Exposition des 30 ans du musée, du 29 juin – 15 décembre 2014
Trente années après l'ouverture des premières salles du musée de la Compagnie des Indes au sein de la Citadelle de Port-Louis et 350 ans après la création de la première Compagnie des Indes française à charte, dite de Colbert, le musée célèbre ces deux anniversaires par une exposition qui met en valeur objets des collections et recherches scientifiques.
30 oeuvres majeures, 30 oeuvres récemment entrées dans les collections, 30 restaurations et 30 donations sont à l'honneur pour illustrer le chemin accompli depuis l'ouverture du musée. Ces trésors révéleront leurs secrets dans une scénographie renouvelée et sont autant de prétextes à dévoiler les coulisses d'un musée.
Oeuvres historiques, nouvelles acquisitions, restaurations et donations sont à l'honneur dans une scénographie célébrant les 30 ans du musée. Les oeuvres historiques sont mises en lumière au fil du parcours permanent. Les objets récemment acquis sont réunis pour créer le coeur de l'exposition temporaire, accompagnés de la plupart des restaurations et donations.
Maquettes, porcelaines,objets de la vie à bord, textiles,objets d'art décoratifs,tableaux et estampes sont les faire-valoir du travail accompli dans le musée depuis trente ans. Ces pièces illustrent évidemment l'histoire de la Compagnie des Indes qui se trouve ainsi célébrée en filigrane.
Des tablettes numériques proposent au visiteur différents contenus permettant une approche multiple des oeuvres. Historiens et spécialistes donnent des clés de compréhension afin de mieux appréhender le contexte historique des oeuvres. Films et diaporamas dévoilent les techniques et opérations de restauration. Conservateurs et donateurs apportent un éclairage sur l'intégration d'un objet dans les collections et sa vie au sein du musée.
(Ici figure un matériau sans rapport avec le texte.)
Issue #2722, opened 2024-02-09
Semver Major Considerations


ronag:
Based on my experience working with undici through nxt-undici and building a more advanced client on top undici I have come to a few realizations that have semver major implications:

- `onBodySent` and `onRequestSent` are huge footguns. Remove it. (just wrap the body)
- `interceptors` are weird and overengineered. Remove it. (just wrap dispatchers)
- `onConnect` is confusing and should be renamed or something to make it more intuitive. Possibly entirely removed.
-  `body` should support a factory method (important for retries and redirects).
- `onResponseStarted`. Why is onHeaders insufficient?
- `maxRedirections` and `RedirectHandler` should not be part of core/dispatcher APi. Move to the api methods.
- Change hooks signature to accept objects instead of params.
- Rename disatpcher param to dispatch which is just a function (opts, handler) => {}

metcoder95:
>onBodySent and onRequestSent are huge footguns. Remove it. (just wrap the body)

SGTM, left some thoughts on the PR 👍 

>interceptors are weird and overengineered. Remove it. (just wrap dispatchers)

Agree, wrapping dispatches providers' full ergonomics. The interceptors feel like a half-baked feature sadly

>onConnect is confusing and should be renamed or something to make it more intuitive. Possibly entirely removed.

What's the problem that surfaces from it?
Renaming it seems fair, but curious about what's the exact problem there

>body should support a factory method (important for retries and redirects).

Maybe we can refactor it to a base class and do something similar as we do already for the `Dispatcher`?

>onResponseStarted. Why is onHeaders insufficient?

I kind of remember this PR; I believe it is mostly around documenting what `onHeaders` can be used for beyond receiving and parsing the headers.

>maxRedirections and RedirectHandler should not be part of core/dispatcher APi. Move to the api methods.

Do you mean to implement them within each of the APIs or just export a new one?


Do we have a timeline for the next major version?
Or maybe we can make this list the requirements for the next major?

ronag:
@metcoder95 do you think you could help me with a PR removing the interceptor stuff?

Uzlopak:
If we consider undici major version, than maybe target llhttp 9 upgrade to the next branch?!

@ShogunPanda 
@mcollina

metcoder95:
Sure, I can have something prepared for next week 👍

metcoder95:
>If we consider undici major version, than maybe target llhttp 9 upgrade to the next branch?!

[...]

PR #2723, opened 2024-02-09
remove anti-pattern dispatcher hooks

ronag:
onBodySent on onRequestSent are footguns that easily cause bugs
when implementing logic will send multiple requests, e.g. redirect
and retry.

To achieve similar functionality wrap body into a stream and listen
to 'data' and 'end' events.

Refs: https://github.com/nodejs/undici/issues/2722

### DIFF
--- a/docs/api/DiagnosticsChannel.md
+++ b/docs/api/DiagnosticsChannel.md
@@ -27,17 +27,6 @@ diagnosticsChannel.channel('undici:request:create').subscribe(({ request }) => {
 
 Note: a request is only loosely completed to a given socket.
 
-
-## `undici:request:bodySent`
-
-```js
-import diagnosticsChannel from 'diagnostics_channel'
-
-diagnosticsChannel.channel('undici:request:bodySent').subscribe(({ request }) => {
-  // request is the same object undici:request:create
-})
-```
-
 ## `undici:request:headers`
 
 This message is published after the response headers have been received, i.e. the response has been completed.
--- a/docs/api/Dispatcher.md
+++ b/docs/api/Dispatcher.md
@@ -209,11 +209,9 @@ Returns: `Boolean` - `false` if dispatcher is busy and further dispatch calls wo
 * **onConnect** `(abort: () => void, context: object) => void` - Invoked before request is dispatched on socket. May be invoked multiple times when a request is retried when the request at the head of the pipeline fails.
 * **onError** `(error: Error) => void` - Invoked when an error has occurred. May not throw.
 * **onUpgrade** `(statusCode: number, headers: Buffer[], socket: Duplex) => void` (optional) - Invoked when request is upgraded. Required if `DispatchOptions.upgrade` is defined or `DispatchOptions.method === 'CONNECT'`.
-* **onResponseStarted** `() => void` (optional) - Invoked when response is received, before headers have been read.
 * **onHeaders** `(statusCode: number, headers: Buffer[], resume: () => void, statusText: string) => boolean` - Invoked when statusCode and headers have been received. May be invoked multiple times due to 1xx informational headers. Not required for `upgrade` requests.
 * **onData** `(chunk: Buffer) => boolean` - Invoked when response payload data is received. Not required for `upgrade` requests.
 * **onComplete** `(trailers: Buffer[]) => void` - Invoked when response payload and trailers have been received and the request has completed. Not required for `upgrade` requests.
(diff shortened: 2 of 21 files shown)


metcoder95:
The rationale seems fair to me. I had a little bit of an issue understanding its specific use case. However, I think we should provide the same _lifecycle event_ in some other way almost _native_ to `undici`.

Wrapping the body into a `stream` and always listening for its `end` event can be a way to go to trigger the event, we just need to be clear on its intentions.

For the PR, it seems lint is not happy and we need to work on some tests 😅 
Shall we point to next?

metcoder95:
>Sorry, what do you mean?

Point the PR to `next` branch

mcollina (changes requested):
> To achieve similar functionality wrap body into a stream and listen
to 'data' and 'end' events.

This is not the same. The reason those were added was essentially to avoid wrapping the body with a stream, because it adds overhead.

ronag:
> > To achieve similar functionality wrap body into a stream and listen
> > to 'data' and 'end' events.
> 
> This is not the same. The reason those were added was essentially to avoid wrapping the body with a stream, because it adds overhead.

It is the same. But slower. However, they cause more harm than good as it is currently. What happens e.g. during a retry or redirect? When the same body is sent twice, possibly interleaved? The API is badly broken.

mcollina:
Can you add a atest showing how to achieve the same?

mcollina:
That would be ok.

ronag:
No idea how/where to put this. But something like would be the same thing:

```
import undici from 'undici'

function request(url, opts, onBodySent, onRequestSent) {
  let body = !opts?.body || typeof opts.body?.pipe === 'function' ? opts.body : Readable.from([opts.body])
  body
    .on('data', onBodySent)
    .on('end', onRequestSent) 
    .pause()
  undici.request(url, { ...opts, body, })
}
```

mcollina (approved):
Lgtm

tjhiggins:
@ronag what would be the recommended way to get the request body in an interceptor going forward? 

Since fetch's requestOptions.body is an AsyncGenerator and difficult to parse: https://github.com/nodejs/undici/blob/a73fd0970f7b30cdb38b099e71ff2e354500c3b5/lib/web/fetch/index.js#L1845

I'm currently using onBodySent for my LoggingHandler:
```ts

export class LoggingHandler extends DecoratorHandler implements Dispatcher.DispatchHandlers {
  private requestBody = '';
  private responseBody = '';
  private responseHeaders: Buffer[] = [];
  private statusCode?: number;
  private statusText?: string;

  constructor(
    protected options: { log: Log },
    protected requestOptions: Dispatcher.DispatchOptions,
    protected handler: Dispatcher.DispatchHandlers,
  ) {
    super(handler);
  }

  onConnect(abort: (err?: Error) => void): void {
    this.requestBody = '';
    this.responseBody = '';
    this.responseHeaders = [];
    this.statusCode = undefined;
    this.statusText = undefined;
    return this.handler.onConnect!(abort);
  }

  onHeaders(statusCode: number, headers: Buffer[], resume: () => void, statusText: string): boolean {
    this.statusCode = statusCode;
    this.statusText = statusText;
    this.responseHeaders = headers;
    return this.handler.onHeaders!(statusCode, headers, resume, statusText);
  }

  onBodySent(chunk: any, totalBytesSent: number) {
    try {
      this.requestBody += Buffer.from(chunk).toString();
    } catch (err) {
      console.debug('Failed to parse request body:', err);
    }
    if (this.handler.onBodySent) {
      this.handler.onBodySent(chunk, totalBytesSent);
    }
  }

  onData(chunk: Buffer): boolean {
    this.responseBody += chunk.toString();
    return this.handler.onData!(chunk);
  }

  onComplete(trailers: string[] | null) {
    const responseHeaders = util.parseHeaders(this.responseHeaders);

    const logData = {
      url: this.requestOptions.path,
      method: this.requestOptions.method || "GET",
      headers: this.requestOptions.headers,
      responseHeaders,
      body: this.requestBody,
      status: this.statusCode,
      statusText: this.statusText,
      data: this.responseBody,
    };

    let severity = 'INFO';
    if (this.statusCode === 404) {
      severity = 'WARNING';
    } else if (!this.statusCode || this.statusCode > 399) {
      severity = 'ERROR';
    }

    const metadata = {
      resource: { type: 'global' },
      // See: https://cloud.google.com/logging/docs/reference/v2/rest/v2/LogEntry#logseverity
      severity,
    };

    const entry = this.options.log.entry(metadata, logData);
    this.options.log.write(entry).catch((reason) => console.warn('Failed to write log entry:', reason));

    return this.handler.onComplete!(trailers);
  }

  onError(err: Error) {
    return this.handler.onError!(err);
  }
}
```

A travers cet éventail, le visiteur découvre la vie d'un musée faite d'achats, de donations, de conservation préventive et de restaurations, de mouvements d'oeuvres pour les expositions, de recherches et de partenariats scientifiques qui font du musée de la Compagnie des Indes une institution vivante, en perpétuel mouvement et renouvellement.
Le musée des Beaux-Arts ayant été détruit pendant les bombardements de la Seconde Guerre mondiale, la Ville de Lorient choisit d'évoquer, dès les années1950, un "supposé" âge d'or en projetant la création ex-nihilo du musée de la Compagnie des Indes.
Les premières oeuvres sont rassemblées à partir des années 1960 sous l'égide du comité des fêtes du Tricentenaire de la Ville de Lorient avec pour objectif l'organisation de l'exposition Lorient et la Mer en 1966. A l'issue de cet événement, 33 pièces sont offertes à la collectivité. Elles composent le noyau originel de la collection du musée.
En 1980, la municipalité lorientaise décide l'installation de son musée dédié à l'histoire des Compagnies des Indes au sein de la citadelle de Port-Louis. La collection se constitue à partir d'achats d'oeuvres (l'armure du samouraï), de nombreux dépôts en provenance de différents musées nationaux (dont 236 de l'actuel musée du quai Branly alors musée des arts africains et océaniens)et de créations d'artefacts(16 maquettes et dioramas réalisés entre 1976 et 1989).
Ces objets sont présentés dans 8 salles, ouvertes au public en juillet 1984.
En 1967, l'association des amis du musée de Lorient succède au comité des fêtes du Tricentenaire.
Entre 1984 et 2003, l'enrichissement des collections repose essentiellement sur les donations de cette association désormais Société des amis du musée de la Compagnie des Indes. Ce sont au total 138 oeuvres qui intègrent le musée, principalement des porcelaines de la Compagnie des Indes (aiguière bleu et blanc en 1997), auxquelles s'ajoutent les objets évoquant la navigation ou l'activité des comptoirs.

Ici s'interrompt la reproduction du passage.